** Task prompt **
Return the lines from the start of the data through the line with "now returns two". Include both of those lines and no others.

Collected data entries
PR #554, opened 2026-06-09
feat(metrics): log beta-independent importance-minimality (no_beta) term

danbraunai-goodfire:
## Summary
`ImportanceMinimalityLoss.compute()` now returns two values: the existing headline term and a new `{name}/no_beta` term — the pure L_p term evaluated at `beta=0`.

`no_beta` is a beta-independent sparsity proxy. Unlike the headline importance-minimality loss (which folds in the configured `beta`) and unlike L0, it stays comparable across experiments that tune `beta`, making it a stable sparsity yardstick.

## Test plan
- `make check` (ruff + basedpyright) passes.
- `python -m pytest param_decomp/tests/metrics/test_importance_minimality_loss.py` — 12 passed (includes new coverage for the `no_beta` key).

### DIFF
--- a/param_decomp/metrics/importance_minimality.py
+++ b/param_decomp/metrics/importance_minimality.py
@@ -67,20 +67,33 @@ def _per_component_sums(
     return out, n_examples
 
 
+def _lp_and_entropy_terms(
+    per_component_sums: dict[str, Float[Tensor, " C"]],
+    n_examples: int,
+    world_size: int,
+) -> tuple[Float[Tensor, ""], Float[Tensor, ""]]:
+    """The two additive parts of the loss, summed over components: `(lp, entropy)`.
+
+    Full loss is `lp + beta * entropy`; `lp` alone is the beta-independent sparsity proxy.
+    """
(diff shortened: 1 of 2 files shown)


param_decomp/metrics/importance_minimality.py
```diff
@@ -164,9 +177,9 @@ def compute(self) -> MetricResult:
...
-            n_examples=n_examples,
-            beta=self.cfg.beta,
-            world_size=1,
-        )
+        lp, entropy = _lp_and_entropy_terms(reduced_sums, n_examples, world_size=1)
+        name = type(self).__name__
+        return {
+            name: lp + self.cfg.beta * entropy,
+            f"{name}_no_beta": lp,
+        }
```
ocg-goodfire, line 185: @claude I think I'm missing something. why is this change from a tensor to a dict valid?

ocg-goodfire:
@claude  I think I'm missing something. why is the change from a tensor to a dict return valid here?

ocg-goodfire (approved):
very nice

** Response to this task **
PR #554, opened 2026-06-09
feat(metrics): log beta-independent importance-minimality (no_beta) term

danbraunai-goodfire:
## Summary
`ImportanceMinimalityLoss.compute()` now returns two values: the existing headline term and a new `{name}/no_beta` term — the pure L_p term evaluated at `beta=0`.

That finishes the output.